He wrote that he felt “sickened” when the U.S. found no weapons of mass destruction. In the interview, Bush said he never considered apologizing for the decision to go to war.

“Apologizing would basically say the decision was a wrong decision,” he said. “And I don’t believe it was the wrong decision.”

No ‘Opining’ on Obama

In an interview scheduled to air on “The Oprah Winfrey Show” on Nov. 9, the former president said he hasn’t publicly critiqued President Barack Obama’s administration because it is not “good for the presidency.”

“I want to treat my successor the way I’d like to have been treated,” he said, according to interview excerpts. “I don’t think it’s good for a former president to be out there opining on every darned issue.”

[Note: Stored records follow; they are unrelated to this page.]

PR #464, opened 2021-03-16
API: getCurrentZoomTileParameters -> getDataZoomTileParameters

johnd0e:
Motivation: make API more consistent
- transfer the function from utils_misc.js to map_data_calc_tools.js (where all related routines reside)
- rename it to `getDataZoomTileParameters`, and let it to take map zoom as argument, to make it more general
- put in near  `getMapZoomTileParameters`, to make it clear what is common between them.

Also: deprecate `TILE_PARAMS.ZOOM_TO_LEVEL` and `getMapZoomTileParameters().level`.

### DIFF
--- a/core/code/map_data_calc_tools.js
+++ b/core/code/map_data_calc_tools.js
@@ -98,6 +98,12 @@ window.getMapZoomTileParameters = function(zoom) {
   };
 }
 
+window.getDataZoomTileParameters = function(zoom) {
+  zoom = arguments.length ? zoom : map.getZoom();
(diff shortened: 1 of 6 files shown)


johnd0e:
`getCurrentZoomTileParameters` is [relatively new](https://github.com/IITC-CE/ingress-intel-total-conversion/commit/54916a8cd2d1490fa6c6dd79df0e66799fa0a569) addition to API (not existing in iitc-me), that's why I believe that we can change it without a pain now.

modos189 (approved):

modos189 (approved):

PR #465, opened 2021-03-16
expose default cooldown time and hack count

le-jeu:
replace magic numbers by global constants for cooldown and hack count
```js
window.BASE_HACK_COOLDOWN = 300; // 5 mins - 300 seconds
window.BASE_HACK_COUNT = 4;
```
type `COOLDOWN_TIME = 90` in console to get covidown time (on next  portal details render)

### DIFF
--- a/core/code/portal_info.js
+++ b/core/code/portal_info.js
@@ -292,21 +292,21 @@ window.getPortalHackDetails = function(d) {
   // first mod of type is fully effective, the others are only 50% effective
   var effectivenessReduction = [ 1, 0.5, 0.5, 0.5 ];
 
-  var cooldownTime = COOLDOWN_TIME;
+  var cooldownTime = BASE_HACK_COOLDOWN;
 
   $.each(heatsinks, function(index,mod) {
     var hackSpeed = parseInt(mod.stats.HACK_SPEED)/1000000;
     cooldownTime = Math.round(cooldownTime * (1 - hackSpeed * effectivenessReduction[index]));
   });
 
-  var numHacks = HACK_COUNT; // default hacks
+  var hackCount = BASE_HACK_COUNT; // default hacks
 
   $.each(multihacks, function(index,mod) {
     var extraHacks = parseInt(mod.stats.BURNOUT_INSULATION);
-    numHacks = numHacks + (extraHacks * effectivenessReduction[index]);
+    hackCount = hackCount + (extraHacks * effectivenessReduction[index]);
   });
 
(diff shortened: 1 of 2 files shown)


core/code/portal_info.js
```diff
@@ -292,14 +292,14 @@ window.getPortalHackDetails = function(d) {
...
-  var cooldownTime = 300; // 5 mins - 300 seconds 
+  var cooldownTime = COOLDOWN_TIME;
 
   $.each(heatsinks, function(index,mod) {
     var hackSpeed = parseInt(mod.stats.HACK_SPEED)/1000000;
     cooldownTime = Math.round(cooldownTime * (1 - hackSpeed * effectivenessReduction[index]));
   });
 
-  var numHacks = 4; // default hacks
+  var numHacks = HACK_COUNT; // default hacks
```
johnd0e: Let's keep names in sync.
- Either `var numHacks = NUM_HACKS;`
- Or `var hackCount = HACK_COUNT;`

johnd0e (changes requested):
What else constants we may need?
May be something like `var DOUBLE_AP = false;` or `var AP_FACTOR = 1;`?
What else?

le-jeu:
some times we have double AP on destroyed link, or destroyed field, or both, even triple AP. Also on deploy etc...
The AP gain by action is already exposed tho

MysticJay:
@le-jeu We would need different factors for all actions. we just got double AP for deploying the 8th Reso.

johnd0e:
> We would need different factors for all actions.

Ok then, that is dead end.
I propose to consider custom function for ap gain refinements (not in this PR of cause)

core/code/portal_info.js
MysticJay: 1) AP_FACTOR, not a boolean
2) a COUNT  is something ongoing, better something like MAX_HACKS.

MysticJay:
We should also discuss about a URL, from where these settings can be retrieved.

johnd0e:
> We should also discuss about a URL, from where these settings can be retrieved.

Not in this PR. And even not in core.

McBen:
> What else constants we may need?
> May be something like `var DOUBLE_AP = false;` or `var AP_FACTOR = 1;`?
> What else?

put it into an extra PR

core/code/portal_info.js
McBen: MAX_HACKS sounds good

johnd0e (approved):

modos189 (approved):

PR #466, opened 2021-03-16
Use CSS vars to homogenize UI style

le-jeu:
Thanks to CSS, we can use variables to:
 - avoid repetition of a color with the same semantic in IITC style
 - expose colors for plugins to use instead of copy/paste
 - make style (color) customization simpler (from plugins or in order to make a darktheme)

a purple lover could use
```css
:root {
  --ui-background-color: purple;
  --highlight-text-color: yellow;
}
```

image

while a dark mode could looks like
```css
@media (prefers-color-scheme: dark) {
 :root {
  --ui-background-color: #000e;
  --highlight-text-color: #ccc;
  --ui-border-color: #000;
  --ui-background-color-no-alpha: #000;
  --ui-title-background-color: #0008;
  --highlight-border-color: #fff;
  --arrow-toggle-color: #fff; 
 }
}
```

image

### DIFF
--- a/core/style.css
+++ b/core/style.css
@@ -8,6 +8,9 @@
   --ui-background-color-no-alpha: rgb(8, 48, 78);
   --ui-title-background-color: rgba(8, 60, 78, 0.9);
   --ui-title-button-background-color: #20a8b1;
+  --ui-title-color: #ffce00;
+  --ui-title-inactive-color: #ffffff;
+
   --highlight-text-color: #ffce00;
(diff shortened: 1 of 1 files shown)


johnd0e:
https://caniuse.com/css-variables

Android 4.4 (KitKat) WebView does not support it.
As well as PhanthomJS (not sure that we still care though).

In general: I'd prefer to refactor whole css from scratch first.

Bush said that Obama is going to face “plenty of critics and he doesn’t need me criticizing him.”

The former president declined to answer when Winfrey asked whether former Alaska Governor Sarah Palin, the 2008 Republican vice presidential nominee, should be the party’s candidate for president in 2012.

In the interview with Lauer and in his memoir, Bush talked about his struggles with alcohol. Drinking “became a love,” he said, according to interview excerpts. “And therefore, began to compete for my love with my wife and my daughters.”

He said he was able to quit on his own because he was never “chemically addicted.” He described himself as a “habitual drinker” before stopping at the age of 40. He said he hasn’t had “a sip” of alcohol since 1986.